Artificial Intelligence (AI) in the Retail Market Segmental Analysis
The global artificial intelligence in retail market is segmented by type, technology, solution, service, deployment mode, application, and region. By type, it includes online retail and offline retail. The technology segment comprises machine learning and deep learning (facial recognition, emotion detection), natural language processing, chatbots, image and video analytics, and swarm intelligence. Solutions are categorized into product recommendation and planning, customer relationship management, visual search, virtual assistant, chatbots, price optimization, payment services management, supply chain management and demand planning, and others. Services are divided into professional services and managed services. Deployment modes are split between cloud and on-premises. Applications include predictive merchandising, market forecasting, in-store visual monitoring and surveillance, location-based marketing, and others (real-time pricing and incentives, real-time product targeting). Geographically, the market is segmented into North America, Europe, Asia-Pacific, Latin America, and the Middle East & Africa.
Drivers of the Artificial Intelligence (AI) in the Retail Market
AI-based chatbot recruiting is rapidly gaining traction in the retail market due to its significant enhancement of customer service quality. These chatbots provide tailored and purposeful responses, encouraging customer loyalty. For instance, upliance.ai integrated ChatGPT in May 2023, with DelishUp, a smart cooking companion, automating the cooking process for a seamless experience. The company plans to expand into the home appliances sector, solidifying its presence in AI across outdoor markets. Leveraging NLP and ML technologies, AI chatbots have become more human-like, enabling companies to gather real-time data on customer preferences. Additionally, these chatbots can understand customer attitudes, emotions, and behavior patterns, improving their responsiveness and relationship-building capabilities.
Restraints in the Artificial Intelligence (AI) in the Retail Market
Well-known retail brands constantly seek the latest technologies to enhance customer engagement, but numerous factors can limit growth in developing markets. Major retailers like Walmart have likely adopted artificial intelligence (AI) to manage both in-store and online platforms. Before the emergence of blockchain technology, SMEs and startups faced significant barriers to adopting modern technology, primarily due to a lack of necessary infrastructure and technical skills. According to IBM's cloud-data service, 37% of practitioners believe that the scarcity of AI expertise is a major obstacle to implementing these technologies.

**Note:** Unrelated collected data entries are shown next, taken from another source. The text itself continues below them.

PR #26795, opened 2026-03-31
[Skills] Remove broken trending command

DaleSeo:
## Description

A user at a recent event mentioned that the skills displayed in the Trending Skills command are quite different from those on the skills.sh website. After looking into it, I found that this command uses `/api/search?q=skill`, which returns skills that include the word "skill" in their name. Also, this endpoint is designed for searching and doesn't sort skills by popularity, which is misleading.

I reached out to the Vercel team for a workaround, but they said they don’t plan to support endpoints for trending. I think this command is useful if it works as intended, but if it doesn’t, it just confuses users. The Search Skills command already has all the features that the trending command offers. So, this PR removes the command entirely to avoid any confusion for users.

## Screencast

Skills.sh|Extension
-|-
2026-03-31 at 09 21 22|2026-03-31 at 09 20 07

## Checklist


pernielsentikaer (approved):
Looks good to me, approved 🔥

Market Trends of the Artificial Intelligence (AI) in the Retail Market
The e-commerce and online retail markets are witnessing a surge in demand as consumers increasingly utilize innovative methods for product descriptions, such as images, videos, and voice-assisted searches via mobile internet and smartphones. AI in visual search has become more effective by leveraging data collection and data mining. AI-powered shopping apps (visual search engines) utilize advanced AI features to analyze, track, and predict emerging shopping trends, thereby enhancing the overall shopping experience and increasing consumer engagement.